= What is being asked =
Report every line from the material that contains the word "different".
-------------------------
PR #435, opened 2020-03-07
early assignment of UIDs

andre-merzky:
This PR moves the UID creation for pipelines, tasks and stages into the respective constructors.  It also moves the assignment of `parent_stage` and `parent_pipeline` attributes into the `add_task` and `add_stage` methods which establishes that parental relationship.

This PR probably needs some thorough testing to ensure that no code depends on the late UID assignment.

### DIFF
--- a/src/radical/entk/pipeline/pipeline.py
+++ b/src/radical/entk/pipeline/pipeline.py
@@ -9,15 +9,16 @@ from collections import Iterable
 class Pipeline(object):
 
     """
-    A pipeline represents a collection of objects that have a linear temporal execution order.
-    In this case, a pipeline consists of multiple 'Stage' objects. Each ```Stage_i``` can execute only
-    after all stages up to ```Stage_(i-1)``` have completed execution.
+    A pipeline represents a collection of objects that have a linear temporal
+    execution order.  In this case, a pipeline consists of multiple 'Stage'
+    objects. Each ```Stage_i``` can execute only after all stages up to
+    ```Stage_(i-1)``` have completed execution.
 
     """
 
     def __init__(self):
 
-        self._uid = None
+        self._uid  = ru.generate_id('pipeline.%(item_counter)04d', ru.ID_CUSTOM)
         self._name = None
 
         self._stages = list()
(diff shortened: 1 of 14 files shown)


andre-merzky:
@lee212 : will you find the time to review this PR before the next devel call?  If not, please assign a different reviewer - thanks!

src/radical/entk/pipeline/pipeline.py
```diff
@@ -9,15 +9,16 @@
...
+    execution order.  In this case, a pipeline consists of multiple 'Stage'
+    objects. Each ```Stage_i``` can execute only after all stages up to
+    ```Stage_(i-1)``` have completed execution.
 
     """
 
     def __init__(self):
 
-        self._uid = None
+        self._uid  = ru.generate_id('pipeline.%(item_counter)04d', ru.ID_CUSTOM)
```
lee212: Isn't the namespace `(ns=sid)` needed?

lee212: Test runs of `get_started.py` shows incremented uid indexes even though new session created.

- First run:
```
Update: pipeline.0000 state: SCHEDULING
Update: pipeline.0000.stage.0000 state: SCHEDULING
Update: pipeline.0000.stage.0000.my-first-task state: SCHEDULING
...
```

- Second run:
```
Update: pipeline.0001 state: SCHEDULING
Update: pipeline.0001.stage.0001 state: SCHEDULING
Update: pipeline.0001.stage.0001.my-first-task state: SCHEDULING
```

andre-merzky: Thanks, good catch!  the namespace is only really needed if the same type of entities get created in different components of the stack - which is not the case in RE.  But I indeed had to change from `item_counter` (which persists for the item type) to `counter` (which restarts for every application instance).  I made that consistent for all uid calls now.

First run:
```
re.session.rivendell.merzky.018351.0016
pipeline.0000 stage.0000 task.0000
pipeline.0000 stage.0001 task.0001
pipeline.0000 stage.0001 task.0002
```

Second run:
```
re.session.rivendell.merzky.018351.0017
pipeline.0000 stage.0000 task.0000
pipeline.0000 stage.0001 task.0001
pipeline.0000 stage.0001 task.0002
```

PR #2699, opened 2024-02-02
Cleanup codec constants

abi87:
## Why this should be merged
This PR used to bring some changes to the codec that are not necessary anymore given the way I restructured dynamic fees.
Instead of fully removing the PR, I kept only some minor nits.

## How this works
Just nits

## How this was tested
CI


codec/manager.go
```diff
@@ -13,6 +13,8 @@ import (
 )
 
 const (
+	CodecVersionSize = wrappers.ShortLen
```
StephenButtolph, line 16: I think this stutters:
```suggestion
	VersionSize = wrappers.ShortLen
```

codec/reflectcodec/type_codec.go
```diff
@@ -502,7 +496,7 @@ func (c *genericCodec) marshal(
 // interface
 func (c *genericCodec) Unmarshal(bytes []byte, dest interface{}) error {
 	if dest == nil {
-		return errUnmarshalNil
+		return codec.ErrUnmarshalNil
```
StephenButtolph, line 499: nice

codec/reflectcodec/type_codec.go
```diff
@@ -84,7 +82,7 @@ func New(typer TypeCodec, tagNames []string) codec.Codec {
 
 func (c *genericCodec) Size(value interface{}) (int, error) {
 	if value == nil {
-		return 0, errMarshalNil // can't marshal nil
+		return 0, nil // can't marshal nil, we return zero size
```
StephenButtolph, line 85: I'm not exactly sure this is needed (talked offline)

StephenButtolph (approved):

codec/manager.go
```diff
@@ -13,6 +13,8 @@ import (
 )
 
 const (
+	VersionSize = wrappers.ShortLen
```
dhrubabasu, line 16: do we want to do VersionLen?

dhrubabasu (approved):

codec/manager.go
StephenButtolph: I thought about this... I think it makes sense as `Size` because it's used in the `Size` method... 🤷

PR #2700, opened 2024-02-02
X-chain - introducing fees calculators

abi87:
## Why this should be merged
This PR introduced `fees.Calculator` following closely what we have done in the `platformvm`.

## How this works

- Introduce `fee.Calculator` interface and `staticCalculator`
- Moved fee related part of avm config to fee package

## How this was tested
CI


vms/avm/txs/executor/semantic_verifier.go
```diff
@@ -146,6 +126,53 @@ func (v *SemanticVerifier) ExportTx(tx *txs.ExportTx) error {
...
+	tx *txs.BaseTx,
+	importedIns []*avax.TransferableInput,
+	exportedOuts []*avax.TransferableOutput,
+) error {
+	feeCalculator := fees.Calculator{
+		Config: v.Config,
+	}
+	if err := tx.Visit(&feeCalculator); err != nil {
+		return err
+	}
```
abi87, line 139: moved fee checks from SyntacticVerifier to SematincVerifier, where we will need it to be with dynamic fees

vms/avm/txs/executor/syntactic_verifier.go
```diff
@@ -55,17 +54,6 @@ func (v *SyntacticVerifier) BaseTx(tx *txs.BaseTx) error {
...
-		v.Config.TxFee,
-		v.FeeAssetID,
-		[][]*avax.TransferableInput{tx.Ins},
-		[][]*avax.TransferableOutput{tx.Outs},
-		v.Codec,
-	)
-	if err != nil {
-		return err
-	}
-
```
abi87, line 68: this and the following moved to SemanticVerifier

abi87:
> Does it make sense to have a function ?
> 
> ```go
> func CalculateStaticFees(c StaticConfig, tx *txs.Tx) (uint64, error)
> ```
> 
> Or maybe you have future plans no included in this PR ?

Plan is to introduce dynamic fees as a struct implementing `fee.Calculator`, similarly to what will happen with the P-chain.
I reckon static fees do not need a whole struct to be calculated. This is planning ahead a bit to handle uniformly fees pre and post fork introducing dynamic fees

PR #2702, opened 2024-02-03
[trace] upgrade opentelemetry to v1.22.0

bianyuanop:
## Why this should be merged
I'm now integrating celestia-da with hypervm created with hypersdk, where [celestia-node](https://github.com/celestiaorg/celestia-node/blob/main/go.mod#L61) has a otel dependency with version v1.22.0, which is not compatible with avalanchego‘s. To resolve this, I opened this PR. It's likely the new projects will have more probability to use more recent version of otel so this dependency conflicts will happen more often. 
## How this works
The `noOpTracer` struct change follows [this](https://github.com/open-telemetry/opentelemetry-go/issues/4714#issuecomment-1812879674) otel issue 
## How this was tested
it was tested by 
```shell
./scripts/build.sh
``` 
Then 
```shell
./scripts/tests.e2e.sh
```


trace/noop.go
```diff
@@ -7,16 +7,18 @@ import (
...
 
 	"go.opentelemetry.io/otel/trace"
+	"go.opentelemetry.io/otel/trace/noop"
 
 	"github.com/ava-labs/avalanchego/utils/constants"
 )
 
 var Noop Tracer = noOpTracer{
-	t: trace.NewNoopTracerProvider().Tracer(constants.AppName),
+	t: noop.NewTracerProvider().Tracer(constants.AppName),
```
StephenButtolph, line 16: It seems like `noop.Tracer` already implements `Start` - so I think we can probably just get away with:

```golang
// noOpTracer is an implementation of Tracer that does nothing.
type noOpTracer struct {
	noop.Tracer
}

func (noOpTracer) Close() error {
	return nil
}
```

Thoughts?

go.mod
```diff
@@ -63,9 +63,9 @@ require (
 	golang.org/x/term v0.15.0
 	golang.org/x/time v0.0.0-20220922220347-f3bd1da661af
 	gonum.org/v1/gonum v0.11.0
-	google.golang.org/genproto/googleapis/rpc v0.0.0-20230711160842-782d3b101e98
-	google.golang.org/grpc v1.58.3
-	google.golang.org/protobuf v1.31.0
+	google.golang.org/genproto/googleapis/rpc v0.0.0-20231002182017-d307bd883b97
+	google.golang.org/grpc v1.60.1
```
StephenButtolph, line 67: Updating the `grpc` version has historically been... interesting. I think we'll probably want to hold off on merging this PR until a stable version of `v1.11.x` is released... We may also want to update to `v1.61.0` - as apparently that fixes a regression introduced in `v1.60`.

trace/noop.go
bianyuanop: That's better

go.mod
bianyuanop: yea sure

StephenButtolph:
@bianyuanop now that `v1.11.0` is out - I think this LGTM after the small nit + a rebase.

bianyuanop:
Done

StephenButtolph (dismissed):

go.mod
```diff
@@ -61,9 +61,9 @@ require (
...
```
StephenButtolph, line 65: Can we update this to `v1.62.0`? (or at least `v1.61.0`). I think we want to include this fix for a regression introduced in `v1.60.0`: https://github.com/grpc/grpc-go/pull/6922

go.sum
StephenButtolph, line 1: I think this needs a:
```
go mod tidy -compat=1.21
```

bianyuanop:
Upgraded grpc to v1.62.0 along with a `go mod tidy -compat=1.21`

trace/noop.go
```diff
@@ -4,24 +4,14 @@
 package trace
 
 import (
-	"context"
-
-	"go.opentelemetry.io/otel/trace"
-
-	"github.com/ava-labs/avalanchego/utils/constants"
+	"go.opentelemetry.io/otel/trace/noop"
 )
```
StephenButtolph, line 8: I think this needs to be:
```golang
import "go.opentelemetry.io/otel/trace/noop"
```

bianyuanop: just noticed that

StephenButtolph (approved):

PR #2704, opened 2024-02-05
Add `platform.getSubnet` API

felipemadero:
## Why this should be merged
There is no API related way to get subnet information such as transform subnet tx id, or updated owners

## How this works
It adds a new API call and client method, GetSubnet

## How this was tested
Tested on CLI branch developed to change subnet owners.


vms/platformvm/service.go
```diff
@@ -511,6 +511,83 @@ func (s *Service) GetUTXOs(_ *http.Request, args *api.GetUTXOsArgs, response *ap
...
+// GetSubnetArgs are the arguments to GetSubnet
+type GetSubnetArgs struct {
+	// ID of the subnet to retrieve information about
+	SubnetID ids.ID `json:"subnetID"`
+}
+
+// GetSubnetResponse is the response from calling GetSubnet
+type GetSubnetResponse struct {
+	// ID of the subnet
+	SubnetID ids.ID `json:"subnetID"`
```
StephenButtolph, line 529: Why do we return the subnetID in the response? Won't the caller already know it from the request?

vms/platformvm/service.go
```diff
@@ -511,6 +511,83 @@ func (s *Service) GetUTXOs(_ *http.Request, args *api.GetUTXOsArgs, response *ap
...
+	// whether it is permissioned or not
+	IsPermissioned bool `json:"isPermissioned"`
+	// subnet auth information for a permissioned subnet
+	ControlKeys []string    `json:"controlKeys"`
+	Threshold   json.Uint32 `json:"threshold"`
```
StephenButtolph, line 534: I think we would need to include the locktime here as well

vms/platformvm/service.go
```diff
@@ -511,6 +511,83 @@ func (s *Service) GetUTXOs(_ *http.Request, args *api.GetUTXOsArgs, response *ap
...
+
+	response.SubnetID = args.SubnetID
+
+	if response.SubnetID == constants.PrimaryNetworkID {
+		response.IsPermissioned = false
+		response.ControlKeys = []string{}
+		response.Threshold = json.Uint32(0)
+		response.SubnetTransformationTxID = ids.Empty
+		return nil
+	}
```
StephenButtolph, line 556: I feel like we should just return an error here. The primary network isn't a subnet... (also these checks don't require the lock to be held)

vms/platformvm/service.go
```diff
@@ -511,6 +511,83 @@ func (s *Service) GetUTXOs(_ *http.Request, args *api.GetUTXOsArgs, response *ap
...
+
+	if subnetTransformationTx, err := s.vm.state.GetSubnetTransformation(response.SubnetID); err == nil {
```
StephenButtolph, line 558: We should check for the actual error type - so that we don't report an unexpected error as incorrect information.

vms/platformvm/service.go
```diff
@@ -511,6 +511,83 @@ func (s *Service) GetUTXOs(_ *http.Request, args *api.GetUTXOsArgs, response *ap
...
+		response.IsPermissioned = false
+		response.ControlKeys = []string{}
+		response.Threshold = json.Uint32(0)
```
StephenButtolph, line 561: We should still populate these fields for permissionless subnets

vms/platformvm/service.go
felipemadero: Yup. I had some confusion when making the rpc call with incorrect field name in the json (my mistake). The json was validated and the call returned info for platform without notice on my side. So I added the subnet ID. But it is best to just remove this and I also like returning error when requesting for platform (it is a way to validate the json param is correct).

danlaine:
Can we make a corresponding PR to update the docs with this new method?

vms/platformvm/service.go
felipemadero: what is it used for?

felipemadero:
> Can we make a corresponding PR to update the docs with this new method?

here it is:

https://github.com/ava-labs/avalanche-docs/pull/1658

felipemadero:
> > Can we make a corresponding PR to update the docs with this new method?
> 
> here it is:
> 
> [ava-labs/avalanche-docs#1658](https://github.com/ava-labs/avalanche-docs/pull/1658)

@StephenButtolph @danlaine addressed your comments

vms/platformvm/service.go
StephenButtolph: https://github.com/ava-labs/avalanchego/blob/master/vms/secp256k1fx/fx.go#L183-L184

vms/platformvm/service.go
```diff
@@ -510,6 +510,80 @@ func (s *Service) GetUTXOs(_ *http.Request, args *api.GetUTXOsArgs, response *ap
...
+func (s *Service) GetSubnet(_ *http.Request, args *GetSubnetArgs, response *GetSubnetResponse) error {
+	s.vm.ctx.Log.Debug("API called",
+		zap.String("service", "platform"),
+		zap.String("method", "getSubnet"),
+	)
+
+	subnetID := args.SubnetID
+
+	if subnetID == constants.PrimaryNetworkID {
+		return errors.New("the primary network isn't a subnet")
```
StephenButtolph, line 546: We should define this error with the rest of the errors in this file.

vms/platformvm/service.go
```diff
@@ -510,6 +510,80 @@ func (s *Service) GetUTXOs(_ *http.Request, args *api.GetUTXOsArgs, response *ap
...
+	Locktime    json.Uint64 `json:"locktime"`
+	// subnet transformation tx ID for a permissionless subnet
+	SubnetTransformationTxID ids.ID `json:"subnetTransformationTxID"`
+}
+
+func (s *Service) GetSubnet(_ *http.Request, args *GetSubnetArgs, response *GetSubnetResponse) error {
+	s.vm.ctx.Log.Debug("API called",
+		zap.String("service", "platform"),
+		zap.String("method", "getSubnet"),
+	)
```
StephenButtolph, line 541: Can we add `zap.Stringer("subnetID", args.SubnetID)` here?

vms/platformvm/service.go
```diff
@@ -510,6 +510,80 @@ func (s *Service) GetUTXOs(_ *http.Request, args *api.GetUTXOsArgs, response *ap
...
+
+	subnetID := args.SubnetID
+
```
StephenButtolph, line 544: stylistically I probably would just use `args.SubnetID` in the two places below... but 🤷

vms/platformvm/service.go
```diff
@@ -510,6 +510,80 @@ func (s *Service) GetUTXOs(_ *http.Request, args *api.GetUTXOsArgs, response *ap
 	return nil
 }
 
+/*
+ *****************************************************
+ ******************* Get Subnet **********************
+ *****************************************************
+ */
+
```
StephenButtolph, line 518: I don't feel like these comments add anything anymore... (and they are really only around some of the old functions)

```suggestion
```

StephenButtolph:
just nits then lgtm

vms/platformvm/service.go
```diff
@@ -510,6 +511,73 @@ func (s *Service) GetUTXOs(_ *http.Request, args *api.GetUTXOsArgs, response *ap
...
+// GetSubnetResponse is the response from calling GetSubnet
+type GetSubnetResponse struct {
+	// whether it is permissioned or not
+	IsPermissioned bool `json:"isPermissioned"`
+	// subnet auth information for a permissioned subnet
+	ControlKeys []string    `json:"controlKeys"`
+	Threshold   json.Uint32 `json:"threshold"`
+	Locktime    json.Uint64 `json:"locktime"`
+	// subnet transformation tx ID for a permissionless subnet
+	SubnetTransformationTxID ids.ID `json:"subnetTransformationTxID"`
```
abi87, line 529: q: I wonder if we should return the whole parameters here instead of simply the txID? In such a casa I would return also Primary network config when primary network ID is specified.
I am not sure we expose this config via API currently and it'd be a more uniform handling of subnets and primary network

felipemadero: probably it is best to return formatted params instead of requiring the user to parse the tx. if @StephenButtolph agrees will make the change. also, regarding primary network params.

StephenButtolph (approved):

vms/platformvm/service.go
StephenButtolph: I'd be willing to mrege this PR as is. If we wanted to return more information about permissionless subnets I wouldn't necessarily object.

abi87 (approved):

PR #2710, opened 2024-02-07
Update minimum golang version to v1.21.7

dhrubabasu:
## Why this should be merged

go1.22 was released today. Golang only provides security patches for the prior version so we'll update to go1.21.7.

## How this works

- Update to go1.21.7
- Use the new `min` and `max` built-in functions instead of our `math.Max` and `math.Min` functions.
- Use the `clear` function instead of `maps.Clear`.
- Use the new `slices` pkg instead of `/x/exp/slices`.
- Use the new `maps` pkg instead of `/x/exp/maps`.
-------------------------
= The answer =
@lee212 : will you find the time to review this PR before the next devel call?  If not, please assign a different reviewer - thanks!
andre-merzky: Thanks, good catch!  the namespace is only really needed if the same type of entities get created in different components of the stack - which is not the case in RE.  But I indeed had to change from `item_counter` (which persists for the item type) to `counter` (which restarts for every application instance).  I made that consistent for all uid calls now.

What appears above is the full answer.